_Exercise_
Every line of the listing should be transcribed exactly, with nothing left out.

_Data shown_
--

PR #901, opened 2025-04-06
Reset whole render context in `reset`

LaurenzV:
Ran into an issue where running my demo tool for long enough would overflow the alpha buffer even though I called `reset`. I think everything should be cleared when you call that method.


grebmeg (approved):
[nit]: It might be worth adding a small test.

PR #902, opened 2025-04-06
Do not store output buffer in `Fine`

LaurenzV:
We only need the output buffer when packing but not for just fine rasterization, so there isn't much point in storing it inside of the struct.


tomcur (approved):
Agreed!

--

_Solution_
PR #901, opened 2025-04-06
Reset whole render context in `reset`

LaurenzV:
Ran into an issue where running my demo tool for long enough would overflow the alpha buffer even though I called `reset`. I think everything should be cleared when you call that method.


grebmeg (approved):
[nit]: It might be worth adding a small test.

PR #902, opened 2025-04-06
Do not store output buffer in `Fine`

LaurenzV:
We only need the output buffer when packing but not for just fine rasterization, so there isn't much point in storing it inside of the struct.


tomcur (approved):
Agreed!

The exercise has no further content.